Defining Scope, Sources and Structure
Defining Scope
To start out almost any project, especially those projects we are going to be overseeing and building from the beginning to end, we need to define the initial scope. More than that, we need to take the questions we’ve settled on answering and narrowly define our project’s scope.
The physical world is one of limits and bounds. I, as a physiologically normal human being, have only so much time in a day to work, only so much in the way of personal resources. My computer system is likewise bound by physical reality, time and its own electronic resources. All this to say, I cannot expect to do something as expansive as “let’s examine the entire industry on a daily level for the last 10 years.”
So even before we write any code (pseudo or otherwise) we need to hammer out what we need and how we are going to go about getting it.
We have three questions to serve as guides to our scope:
- Which competitors sell what feeder sizes?
- We need competitors (though not all of them of them, as the feeder industry is somewhat decentralized and heavily predicated on local providers)
- We need size info, and likely a way of standardizing or normalizing the various sizes, weights and ranges that feeder companies make.

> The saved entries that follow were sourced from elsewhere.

PR #1152, opened 2026-06-16
feat(server/cli): add IDP authentication via Device Authentication Flow

rene-oromtz:
## Description
This PR adds the Device authentication Flow to be leveraged by the CLI. 

If OIDC is configured server side (and if the provider supports the Device Flow) authentication with `--method oidc` is now supported. 

This PR:
1. Adds two need server endpoints under `/oidc` route. With this endpoints, the Testflinger server can act as a proxy and redirect the request to the IDP provider. 
2. `auth-init`: returns a unique request ID to the user instead of the `device-code` (server holds this data for further validation) along with other relevant information for user login via browser
3. `auth-poll`: uses the `request_id` and the previously stored `device-code` to forward the request to the IDP and validate if user is already authenticated
4. Upon successful authentication, user is issued Testflinger access and refresh tokens (NOT IDP tokens)
5. Refresh token is stored so it can be reused until expiration (6 days)

This also removes the previous web_clients collections in favor of storing all user permissions on client_permissions collection. 

## Resolved issues
Resolves [CERTTF-1196](https://warthogs.atlassian.net/browse/CERTTF-1196)

## Documentation
For review simplicity, I will add the documentation on IDP usage on a follow up PR

## Web service API changes
This introduces a new route through `/oidc/<endpoints>` instead of `/v1/<endpoint`> given OIDC is optional

## Tests
Tested locally:

https://github.com/user-attachments/assets/ecc96246-fff9-41f2-80a2-d7aad45b3847

Tested on staging:
```
uv run testflinger-cli --server $SERVER login --method oidc
Please visit https://xxxxxxx/oauth2/device/verify and enter code xxxxxx to login.
Successfully authenticated as 'xxxxxxx@canonical.com'
```

Validate with admin credentials:
```
testflinger-cli --server $SERVER admin get client-permissions --testflinger-client-id 'xxxxxxx@canonical.com'
{"client_id": "xxxxxxx@canonical.com", "role": "contributor"}
```

Grant permissions:
```
testflinger-cli --server $SERVER admin set client-permissions --testflinger-client-id 'xxxxxxx@canonical.com' --max-reservation '{"audino": 36000}'
Updated permissions for client 'xxxxxxx@canonical.com'
```

Submit with extended reservation (8hrs):
```
uv run testflinger-cli --server $SERVER submit -p ~/Desktop/Testflinger/staging.yaml 
Job submitted successfully!
job_id: 53b9087f-1a60-4291-a12b-406923cb004f
This job will be picked up after the current job is complete (it is next in line)
...
Current time:           [2026-06-17T19:19:47.906408+00:00]
Reservation expires at: [2026-06-18T03:19:47.906458+00:00]
Reservation will automatically timeout in 28800 seconds

```

[CERTTF-1196]: https://warthogs.atlassian.net/browse/CERTTF-1196?atlOrigin=eyJpIjoiNWRkNTljNzYxNjVmNDY3MDlhMDU5Y2ZhYzA5YTRkZjUiLCJwIjoiZ2l0aHViLWNvbS1KU1cifQ

### DIFF
--- a/cli/testflinger_cli/__init__.py
+++ b/cli/testflinger_cli/__init__.py
@@ -149,6 +149,7 @@ class TestflingerCli:
             or os.environ.get("TESTFLINGER_ERROR_THRESHOLD")
             or consts.TESTFLINGER_ERROR_THRESHOLD
         )
+        auth_method = getattr(self.args, "method", "credentials")
 
         # Allow config subcommand without worrying about server or client
         if hasattr(self.args, "func") and self.args.func == self.configure:
@@ -160,7 +161,7 @@ class TestflingerCli:
             )
         self.client = client.Client(server, error_threshold=error_threshold)
         self.auth = TestflingerCliAuth(
-            self.client_id, self.secret_key, self.client
+            auth_method, self.client_id, self.secret_key, self.client
         )
 
     def run(self):
@@ -290,6 +291,17 @@ class TestflingerCli:
             help="Authenticate with server",
         )
         parser.set_defaults(func=self.login)
+        parser.add_argument(
+            "--method",
+            nargs="?",
+            choices=["credentials", "oidc"],
+            default="credentials",
+            help=(
+                "Authentication method to use. "
+                "'credentials' uses client-id and secret-key (default). "
+                "'oidc' opens a browser for IDP-based login."
+            ),
+        )
         self._add_auth_args(parser)
 
     def _add_poll_args_generic(self, parser):
@@ -1859,9 +1871,9 @@ class TestflingerCli:
         # Clear refresh token if user is attempting reauthentication
         self.auth.clear_refresh_token()
         try:
-            # Since refresh token was cleared, credentials are always needed
+            # Since refresh token was cleared, we need to re-authenticate
             if self.auth.authenticate():
-                print(f"Successfully authenticated as user '{self.client_id}'")
+                print(f"Successfully authenticated as '{self.auth.client_id}'")
             else:
                 # authenticate can return None if no credentials were provided
                 sys.exit("Please provide credentials and reattempt login")
--- a/cli/testflinger_cli/__init__.py
+++ b/cli/testflinger_cli/__init__.py
@@ -161,7 +161,7 @@ class TestflingerCli:
             )
         self.client = client.Client(server, error_threshold=error_threshold)
         self.auth = TestflingerCliAuth(
-            auth_method, self.client_id, self.secret_key, self.client
+            self.client, auth_method, self.client_id, self.secret_key
         )
 
     def run(self):
--- a/cli/testflinger_cli/__init__.py
+++ b/cli/testflinger_cli/__init__.py
@@ -149,7 +149,6 @@ class TestflingerCli:
             or os.environ.get("TESTFLINGER_ERROR_THRESHOLD")
             or consts.TESTFLINGER_ERROR_THRESHOLD
         )
-        auth_method = getattr(self.args, "method", "credentials")
 
         # Allow config subcommand without worrying about server or client
         if hasattr(self.args, "func") and self.args.func == self.configure:
@@ -161,7 +160,7 @@ class TestflingerCli:
             )
         self.client = client.Client(server, error_threshold=error_threshold)
         self.auth = TestflingerCliAuth(
-            self.client, auth_method, self.client_id, self.secret_key
+            self.client, self.client_id, self.secret_key
         )
 
     def run(self):
@@ -187,6 +186,7 @@ class TestflingerCli:
         parser.add_argument(
             "--server", default=None, help="Testflinger server to use"
         )
+        parser.set_defaults(client_id=None, secret_key=None)
         subparsers = parser.add_subparsers()
         self.admin_cli = TestflingerAdminCLI(subparsers, self)
         self._add_artifacts_args(subparsers)
@@ -213,6 +213,12 @@ class TestflingerCli:
         except SnapPrivateFileError as exc:
             parser.error(exc)
         self.help = parser.format_help()
+
+        # Early validation of credentials
+        if bool(self.args.client_id) != bool(self.args.secret_key):
+            parser.error(
+                "Both --client-id and --secret-key must be provided together"
+            )
 
     def _add_auth_args(self, parser):
         parser.add_argument(
@@ -291,17 +297,6 @@ class TestflingerCli:
             help="Authenticate with server",
         )
         parser.set_defaults(func=self.login)
-        parser.add_argument(
-            "--method",
-            nargs="?",
-            choices=["credentials", "oidc"],
-            default="credentials",
-            help=(
-                "Authentication method to use. "
-                "'credentials' uses client-id and secret-key (default). "
-                "'oidc' opens a browser for IDP-based login."
-            ),
-        )
         self._add_auth_args(parser)
 
     def _add_poll_args_generic(self, parser):
--- a/cli/testflinger_cli/auth.py
+++ b/cli/testflinger_cli/auth.py
@@ -18,7 +18,6 @@
 
 import configparser
 import contextlib
-import sys
 import time
 import webbrowser
 from functools import cached_property, wraps
@@ -34,6 +33,7 @@ from testflinger_cli.errors import (
     AuthenticationError,
     AuthorizationError,
     InvalidTokenError,
+    OidcError,
 )
 
 
@@ -43,11 +43,9 @@ class TestflingerCliAuth:
     def __init__(
         self,
         tf_client: client.Client,
-        method: str = "credentials",
         client_id: str | None = None,
         secret_key: str | None = None,
     ):
-        self.method = method
         self.client_id: Optional[str] = client_id
         self.secret_key = secret_key
         self.client = tf_client
@@ -75,20 +73,29 @@ class TestflingerCliAuth:
         :raises InvalidTokenError: Refresh token already expired
         :return: string with access token (jwt token)
         """
-        # If OIDC method is selected, initialize OIDC device auth flow
-        if self.method == "oidc":
-            return self._authenticate_with_oidc()
-
-        # Authenticate with credentials if provided in args or env file
+        # 1. Attempt to authenticate with credentials from args or envvars
+        # Higher priority to honor users intent when credentials present
         if self.client_id and self.secret_key:
             return self._authenticate_with_credentials()
 
-        # Authenticate with refresh token if available
+        # 2. Authenticate with refresh token if available
+        # This covers persistent login for both credentials and OIDC logins
         refresh_token = self.get_stored_refresh_token()
+        token_expired: InvalidTokenError | None = None
         if refresh_token:
-            return self._authenticate_with_refresh_token(refresh_token)
+            try:
+                return self._authenticate_with_refresh_token(refresh_token)
+            except InvalidTokenError as exc:
+                token_expired = exc
 
-        return None
+        # 3. Authenticate with OIDC if no credentials or refresh token
+        # This should fail gracefully if OIDC is not enabled on the server
+        access_token = self._authenticate_with_oidc()
+        if not access_token and token_expired:
+            # If neither authentication method worked and refresh token invalid
+            # raise the InvalidTokenError to force reauthentication
+            raise token_expired
+        return access_token
 
     def _authenticate_with_credentials(self) -> str | None:
         """Authenticate using client_id and secret_key."""
@@ -113,7 +120,9 @@ class TestflingerCliAuth:
         except client.HTTPError as exc:
             if exc.status == HTTPStatus.BAD_REQUEST:
                 self.clear_refresh_token()
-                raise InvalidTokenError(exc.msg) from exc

What company A calls “small” may not overlap with what company B calls small.
- How do prices vary by size, species and packing format?
- We, of course, need prices (and some feature that combines a normalized size with a price, like a normalized united pricing)
- Give that QCFS is only looking at rats right now, we can narrow in on only rats for now, as this general framework can work for any species after we have a schema set up.
- Which competitors look premium, budget or bulk-oriented?
- We’ll need to find an average cost per unit to define what counts as “premium” (20% higher perhaps?) or budget/bulk (20% lower, more per package maybe)?
So with this information in hand, we have a good idea of what we need.
- Between 5 and 10 companies to examine
- Frozen rats as a product
- Weekly or monthly snapshots
- Price and possibly availabilty tracking
And with this in mind we have the beginning of a schema forming
- Company Name
- Website
- contact information
- Product Name
- species
- size
- Quantity (package size)
- Unit Price
- some sort of date/timestamp
Defining Sources
Because of the overall nature of the larger players in the feeder industry, there is a small mix of data sources for us to use. We can use competitor product pages (direct sales from their websites, typically), or we could use third-party pages (like Amazon or eBay) similarly. We could probably leverage some use of the internet archives as well to track pricing changes over time in the past.
It’s easy to focus on things that are publicly accessible when those are the main ways that this industry interacts with its clientele.
So with all this in place, we have enough to start acutally working on things that actually touch code!